It’s no secret that the American criminal justice system is “grossly inefficient and morally unacceptable,” as has been documented here before. In the latest American Prospect, Adam Serwer artfully peels back the layers of failure, and surveys the landscape for change:
In the 1980s and 1990s — the “tough on crime” era — -incarceration was touted as the simple solution to our crime problem. Today, the United States imprisons 1 percent of its entire population. Including the number of people on probation and parole, one in 31 Americans is under supervision of the criminal-justice system. Mass incarceration has succeeded in reducing crime, but the strategy has diminishing returns. The offense rate of the top 20 percent of offenders is more than 10 times that of the average prisoner — a few very active criminals commit most of the crime. But under the current system, offenders who could be more cheaply deterred or rehabilitated instead incur the most expensive — and, from the perspective of its effect on the community, damaging — form of punishment possible. This is why, even as the number of incarcerated people has increased exponentially, crime hasn’t decreased at the same rate.

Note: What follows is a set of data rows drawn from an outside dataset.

PR #3894, opened 2026-02-19
Implement OCI Build and Push for skill service

JAORMX:
## Summary

This is **Part 1 of #3650** (Complete Skill Service OCI Operations), which adds the ability to package skills into OCI artifacts and push them to registries via the `thv serve` REST API.

### Background

The skill service (`pkg/skills/skillsvc/`) already handles listing, installing (extraction-based), uninstalling, and querying skills. However, the `Build`, `Push`, and `Validate` operations were stubbed out as 501 Not Implemented. The OCI primitives needed to implement them — `Store`, `SkillPackager`, and `RegistryClient` — are already available in `toolhive-core` (v0.0.5), but were not wired into the service.

### What this PR does

**Service layer (`skillsvc.go`):** Adds three new functional options (`WithOCIStore`, `WithPackager`, `WithRegistryClient`) to inject OCI dependencies into the skill service. Implements `Build()` which validates the skill path, calls the packager to create a local OCI artifact, tags it in the local store, and returns a reference. Implements `Push()` which resolves a local reference and pushes the artifact to a remote registry. Updates `Validate()` to delegate to `ValidateSkillDir` after path validation.

**Server wiring (`server.go`):** In the default manager creation path, initializes the OCI store (at `DefaultStoreRoot()`), registry client, and packager, and passes them to the skill service constructor.

**HTTP handlers (`skills.go`):** Replaces the three 501 stub handlers with real implementations that decode JSON requests, delegate to the service, and encode responses. Updates Swagger annotations accordingly.

### Security hardening

A code review identified several issues that are addressed in this PR:

- **Path traversal (HIGH):** `Build` and `Validate` accept a filesystem path from the API. Added `validateLocalPath()` which rejects empty paths, relative paths, and paths containing `..` traversal segments. The check operates on the raw path before `filepath.Clean` to catch traversal attempts that Clean would silently resolve.
- **OCI tag injection (MEDIUM):** Added `validateOCITag()` which enforces the OCI distribution spec tag format (`^[\w][\w.-]{0,127}$`) before writing to the local store.
- **Error information leakage (MEDIUM):** The `Push` 404 path previously wrapped the internal store error, which could expose filesystem paths. Changed to return a generic "reference not found" message without wrapping the underlying error.

### What comes next (Part 2)

Part 2 will add OCI pull-based Install — when `Install()` receives a registry reference but no layer data, it will pull the artifact from the registry, extract the layer, and hand off to the existing extraction path. It builds on the `ociStore` and `registry` fields added here.

## Test plan

- [x] `TestBuild` — 10 table-driven cases covering nil packager, empty/relative/traversal paths, invalid tag, packager error, successful build with explicit tag, build falling back to config name, and build returning digest reference
- [x] `TestPush` — 5 table-driven cases covering nil registry, empty reference, resolve-not-found, registry push error, and successful push
- [x] `TestValidate` — extended with path validation cases (empty, relative, traversal)
- [x] Handler tests for validate/build/push — success, bad request, and service error for each
- [x] `task test` — all unit tests pass
- [x] `task lint` — 0 issues
- [x] `task docs` — swagger docs regenerated

### DIFF
--- a/pkg/api/v1/skills.go
+++ b/pkg/api/v1/skills.go
@@ -181,10 +181,25 @@ func (s *SkillsRoutes) getSkillInfo(w http.ResponseWriter, r *http.Request) erro
 //	@Produce		json
 //	@Param			request	body		validateSkillRequest	true	"Validate request"
 //	@Success		200		{object}	skills.ValidationResult
-//	@Failure		501		{string}	string	"Not Implemented"
+//	@Failure		400		{string}	string	"Bad Request"
+//	@Failure		500		{string}	string	"Internal Server Error"
 //	@Router			/api/v1beta/skills/validate [post]
-func (*SkillsRoutes) validateSkill(_ http.ResponseWriter, _ *http.Request) error {
-	return httperr.WithCode(fmt.Errorf("not implemented"), http.StatusNotImplemented)
+func (s *SkillsRoutes) validateSkill(w http.ResponseWriter, r *http.Request) error {
+	var req validateSkillRequest
+	if err := json.NewDecoder(r.Body).Decode(&req); err != nil {
+		return httperr.WithCode(
+			fmt.Errorf("invalid request body: %w", err),
+			http.StatusBadRequest,
+		)
+	}
+
+	result, err := s.skillService.Validate(r.Context(), req.Path)
+	if err != nil {
+		return err
+	}
+
+	w.Header().Set("Content-Type", "application/json")
+	return json.NewEncoder(w).Encode(result)
 }
 
 // buildSkill builds a skill from a local directory into an OCI artifact.
@@ -196,10 +211,28 @@ func (*SkillsRoutes) validateSkill(_ http.ResponseWriter, _ *http.Request) error
 //	@Produce		json
 //	@Param			request	body		buildSkillRequest	true	"Build request"
 //	@Success		200		{object}	skills.BuildResult
-//	@Failure		501		{string}	string	"Not Implemented"
+//	@Failure		400		{string}	string	"Bad Request"
+//	@Failure		500		{string}	string	"Internal Server Error"
 //	@Router			/api/v1beta/skills/build [post]
-func (*SkillsRoutes) buildSkill(_ http.ResponseWriter, _ *http.Request) error {
-	return httperr.WithCode(fmt.Errorf("not implemented"), http.StatusNotImplemented)
+func (s *SkillsRoutes) buildSkill(w http.ResponseWriter, r *http.Request) error {
+	var req buildSkillRequest
+	if err := json.NewDecoder(r.Body).Decode(&req); err != nil {
+		return httperr.WithCode(
+			fmt.Errorf("invalid request body: %w", err),
+			http.StatusBadRequest,
+		)
+	}
+
+	result, err := s.skillService.Build(r.Context(), skills.BuildOptions{
+		Path: req.Path,
+		Tag:  req.Tag,
+	})
+	if err != nil {
+		return err
+	}
+
+	w.Header().Set("Content-Type", "application/json")
+	return json.NewEncoder(w).Encode(result)
 }
 
 // pushSkill pushes a built skill artifact to a remote registry.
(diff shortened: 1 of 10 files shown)


pkg/api/v1/skills.go
```diff
@@ -210,8 +243,24 @@ func (*SkillsRoutes) buildSkill(_ http.ResponseWriter, _ *http.Request) error {
 //	@Accept			json
 //	@Param			request	body	pushSkillRequest	true	"Push request"
 //	@Success		204		{string}	string	"No Content"
-//	@Failure		501		{string}	string	"Not Implemented"
+//	@Failure		400		{string}	string	"Bad Request"
+//	@Failure		500		{string}	string	"Internal Server Error"
```
aponcedeleonch, line 248: The `Push` service method returns `http.StatusNotFound` when `ociStore.Resolve` fails (see `skillsvc.go:289-292`), but the Swagger annotations only declare `400` and `500`.

Note: I checked `validateSkill` and `buildSkill` too — neither can return 404. `ValidateSkillDir` returns a `ValidationResult{Valid: false}` (not an HTTP error) when the path is missing, and `Build` wraps packager errors as 500s. So only this handler needs the 404 annotation.

```suggestion
//	@Failure		400		{string}	string	"Bad Request"
//	@Failure		404		{string}	string	"Not Found"
//	@Failure		500		{string}	string	"Internal Server Error"
```

pkg/skills/skillsvc/skillsvc.go
```diff
@@ -184,17 +215,88 @@ func (s *service) Info(ctx context.Context, opts skills.InfoOptions) (*skills.Sk
...
+			return nil, err
+		}
+	}
+
+	result, err := s.packager.Package(ctx, opts.Path, ociskills.DefaultPackageOptions())
+	if err != nil {
+		return nil, fmt.Errorf("packaging skill: %w", err)
+	}
+
+	tag := func() string {
```
aponcedeleonch, line 250: The tag fallback chain is non-obvious. A short comment documenting the precedence would help future readers:

```suggestion
	// Tag resolution precedence:
	// 1. Explicit tag from BuildOptions.Tag
	// 2. Skill name from the parsed config (SKILL.md frontmatter)
	// 3. No tag — use raw digest as the reference
	tag := func() string {
```

pkg/skills/skillsvc/skillsvc.go
```diff
@@ -362,6 +464,40 @@ func buildInstalledSkill(
 	}
 }
 
+// validateLocalPath checks that a path is non-empty, absolute, and does not
+// contain ".." path traversal segments. This prevents API clients from
+// accessing arbitrary directories on the host filesystem via traversal.
+func validateLocalPath(path string) error {
```
aponcedeleonch, line 474: Other path validators in the codebase (`pkg/permissions/profile.go:validatePath`, `pkg/workloads/types/validate.go:analyzeWorkloadName`) also check for null bytes. Consider adding a null-byte check here for defense-in-depth:

```go
if strings.Contains(path, "\x00") {
    return httperr.WithCode(errors.New("path contains null bytes"), http.StatusBadRequest)
}
```

pkg/skills/skillsvc/skillsvc.go
```diff
@@ -362,6 +464,40 @@ func buildInstalledSkill(
 	}
 }
 
+// validateLocalPath checks that a path is non-empty, absolute, and does not
```
aponcedeleonch, line 471: Minor/low-priority: this function is general-purpose "validate an API-supplied filesystem path" logic. Consider whether it could live in a shared location (`pkg/fileutils/` or `pkg/skills/`) so other API handlers that accept paths can reuse it. Not a blocker for this PR.

aponcedeleonch (dismissed):
LGTM! Clean implementation with solid security hardening and good test coverage. A few minor suggestions inline.

pkg/api/v1/skills.go
```diff
@@ -210,8 +243,26 @@ func (*SkillsRoutes) buildSkill(_ http.ResponseWriter, _ *http.Request) error {
 //	@Accept			json
 //	@Param			request	body	pushSkillRequest	true	"Push request"
 //	@Success		204		{string}	string	"No Content"
-//	@Failure		501		{string}	string	"Not Implemented"
+//	@Failure		400		{string}	string	"Bad Request"
+//	@Failure		400		{string}	string	"Bad Request"
```
aponcedeleonch: This line is replicated
```
//	@Failure		400		{string}	string	"Bad Request"
```

aponcedeleonch (approved):

pkg/skills/skillsvc/skillsvc.go
```diff
@@ -184,17 +215,92 @@ func (s *service) Info(ctx context.Context, opts skills.InfoOptions) (*skills.Sk
...
+		return nil, fmt.Errorf("packaging skill: %w", err)
+	}
+
+	// Tag resolution precedence:
+	// 1. Explicit tag from BuildOptions.Tag
+	// 2. Skill name from the parsed config (SKILL.md frontmatter)
+	// 3. No tag — use raw digest as the reference
+	tag := func() string {
+		if opts.Tag != "" {
+			return opts.Tag
```
jhrozek, line 252: should this tag be validated, too?

pkg/skills/skillsvc/skillsvc.go
```diff
@@ -184,17 +215,92 @@ func (s *service) Info(ctx context.Context, opts skills.InfoOptions) (*skills.Sk
...
+	}
+	if opts.Reference == "" {
+		return httperr.WithCode(
+			errors.New("reference is required"),
+			http.StatusBadRequest,
+		)
+	}
+
+	d, err := s.ociStore.Resolve(ctx, opts.Reference)
+	if err != nil {
```
jhrozek, line 292: nit, we don't really log the real error message and always return a 404 regardless of the real issue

Fueled by the damage mass incarceration has done to state budgets, a new “smart on crime” movement has emerged to seek new ways of reducing the number of people in the system. Many states, including New Jersey, have attempted to do so by reforming probation and parole, in part by using something called “graduated sanctions” — levying small punishments on those who violate the terms of their supervision. Instead of being thrown back in jail, parolees are confined in short-term residential assessment centers — privately run institutions where they are evaluated. The parole board, based on recommendations from the parole officer, then decides the best course of action: revoking parole, placing the offender in a work or treatment program, or putting him on position-monitoring (using the ankle bracelet), which is one of the harsher sanctions in New Jersey.